Diagnosis and diagnosis of malignant melanoma of the skin

diagnosis

1. History and symptoms Detailed medical history and physical examination are very important for diagnosis. Any pigmented skin lesions on the body surface, if suddenly increased, there will be pigmentation halo or pigment loss around, scaly, exudation, ulceration, bleeding, hair removal. In the vicinity of satellite nodules, local itching, etc., should consider the occurrence of melanoma.

2. Laboratory examination

(1) Urine examination: Usually laboratory tests are not helpful for diagnosis, but when melanoma has undergone extensive metastasis, a large amount of melanogen and its metabolites may appear in the urine and appear as black urine.

(2) Histopathological examination: to determine the definition of melanoma, the type of tumor, the depth of invasion, the maximum vertical thickness, the cell division phase, whether there is ulcer on the surface, the invasion of basal vessels and lymphatic vessels, and the presence or absence of cellular inflammatory reactions. Diagnostic description.
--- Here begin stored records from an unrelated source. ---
PR #105, opened 2023-09-27
Support both Swift 5.8 and Swift 5.9

giginet:
This PR migrate the default Xcode version to 5.9.
I also added `Package@swift-5.8.swift` to support backward-compatibility.
Run tests both on Xcode 14.3 and Xcode 15.0


Package@swift-5.8.swift
```diff
@@ -0,0 +1,94 @@
+// swift-tools-version: 5.6
+// The swift-tools-version declares the minimum version of Swift required to build this package.
+
+import PackageDescription
+import Foundation
+
+let package = Package(
+    name: "Scipio",
+    platforms: [
+        .macOS(.v12),
```
freddi-kit, line 10: How about change it to v13 in  both Package.swift side? Many engineer may use new macOS

Sources/ScipioKit/Producer/PIF/ToolchainGenerator.swift
```diff
@@ -39,12 +42,24 @@ struct ToolchainGenerator {
...
+        #else
+
         return Destination(
             hostTriple: try? Triple("arm64-apple-\(sdk.settingValue)"),
             targetTriple: try? Triple("arm64-apple-\(sdk.settingValue)"),
             sdkRootDir: sdkPath,
             toolchainBinDir: toolchainDirPath,
             extraFlags: BuildFlags(cCompilerFlags: extraCCFlags, swiftCompilerFlags: extraSwiftCFlags)
         )
+        #endif
```
freddi-kit, line 63: What is changed here? Do we need to use variable in swift 5.9 here?

Package.swift
```diff
@@ -20,8 +20,8 @@ let package = Package(
             targets: ["ScipioS3Storage"]),
     ],
     dependencies: [
-        .package(url: "https://github.com/giginet/swift-package-manager.git",
-                 revision: "11c88e87e6874a570711d18462ca0ea43ff7ff5e"),
+        .package(url: "https://github.com/apple/swift-package-manager.git",
```
freddi-kit, line 23: 🎉  your changes released, right?

freddi-kit (approved):

Sources/ScipioKit/Producer/PIF/ToolchainGenerator.swift
giginet: 🤔

giginet: I re-checked that this was unnecessary. So I reverted.

Package@swift-5.8.swift
giginet: I'll upgrade the development environment later because I want to remove NSRegularExpression. But I'll do this next time.

Package@swift-5.8.swift
```diff
@@ -0,0 +1,94 @@
...
+        .library(
+            name: "ScipioKit",
+            targets: ["ScipioKit"]),
+        .library(
+            name: "ScipioS3Storage",
+            targets: ["ScipioS3Storage"]),
+    ],
+    dependencies: [
+        .package(url: "https://github.com/giginet/swift-package-manager.git",
+                 revision: "99575e7a3eb8e66112ec45e2f11ef23a1828b110"),
```
giginet, line 24: I upgrade the fork to the commit https://github.com/giginet/swift-package-manager/commit/99575e7a3eb8e66112ec45e2f11ef23a1828b110

SwiftPM refers HEAD of swift-driver and swift-support-tools-core.
Current HEAD of them only supports above macOS 12.0. But old SwiftPM fork still supports legacy macOS.
This causes a resolving error. So I bump up supported version on our fork.

This fork should be used for legacy Xcode users (14.3). So it will be removed after dropping 14 support.

Package.resolved
```diff
@@ -1,238 +0,0 @@
-{
```
giginet, line 1: I removed `Package.resolved`. Because it will be changed by resolving with various Xcode versions.

freddi-kit (approved):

For patients who have been diagnosed with melanoma, detailed examination of the presence or absence of regional lymph node metastasis and distant metastasis is important for the development of treatment options and prognosis. Studies have shown that clinical lymph node metastasis is found by palpation. Compared with micrometastasis or subclinial metastasis, the probability of long-term survival is reduced by 20% to 50%. Therefore, it is necessary to determine whether there is lymph node micrometastasis at the early stage. The 5-year survival rate is of great significance.

Differential diagnosis

Malignant melanoma should be distinguished from pigmented nevi, pigmentary basal cell carcinoma, pigmented seborrheic keratosis, cutaneous fibroids or sclerosing hemangioma, and subcutaneous melanoma still requires an old subcutaneous hematoma. Differentiate.